== WORK TASK ==
Look through the records below for the line with "(diff shortened: 1 of 1 files shown)". Return that line and each one after it up to and including the line with "for nullability ?", exactly.

== DATASET RECORDS ==
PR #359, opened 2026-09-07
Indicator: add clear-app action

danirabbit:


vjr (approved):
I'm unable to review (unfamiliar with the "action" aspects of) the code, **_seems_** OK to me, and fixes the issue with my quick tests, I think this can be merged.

--

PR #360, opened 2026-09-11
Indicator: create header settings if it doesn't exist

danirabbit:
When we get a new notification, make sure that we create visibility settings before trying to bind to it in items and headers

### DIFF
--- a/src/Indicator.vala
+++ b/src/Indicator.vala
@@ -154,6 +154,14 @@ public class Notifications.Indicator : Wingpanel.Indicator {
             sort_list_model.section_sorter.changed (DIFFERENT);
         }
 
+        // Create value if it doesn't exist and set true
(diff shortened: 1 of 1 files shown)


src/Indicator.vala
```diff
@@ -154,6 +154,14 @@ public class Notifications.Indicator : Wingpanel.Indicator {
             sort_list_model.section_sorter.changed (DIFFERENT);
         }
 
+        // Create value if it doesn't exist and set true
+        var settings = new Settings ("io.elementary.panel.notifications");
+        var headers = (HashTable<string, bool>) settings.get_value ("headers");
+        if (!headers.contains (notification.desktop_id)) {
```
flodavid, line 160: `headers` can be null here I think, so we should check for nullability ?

== RESULT FOR THIS EXERCISE ==
(diff shortened: 1 of 1 files shown)


src/Indicator.vala
```diff
@@ -154,6 +154,14 @@ public class Notifications.Indicator : Wingpanel.Indicator {
             sort_list_model.section_sorter.changed (DIFFERENT);
         }
 
+        // Create value if it doesn't exist and set true
+        var settings = new Settings ("io.elementary.panel.notifications");
+        var headers = (HashTable<string, bool>) settings.get_value ("headers");
+        if (!headers.contains (notification.desktop_id)) {
```
flodavid, line 160: `headers` can be null here I think, so we should check for nullability ?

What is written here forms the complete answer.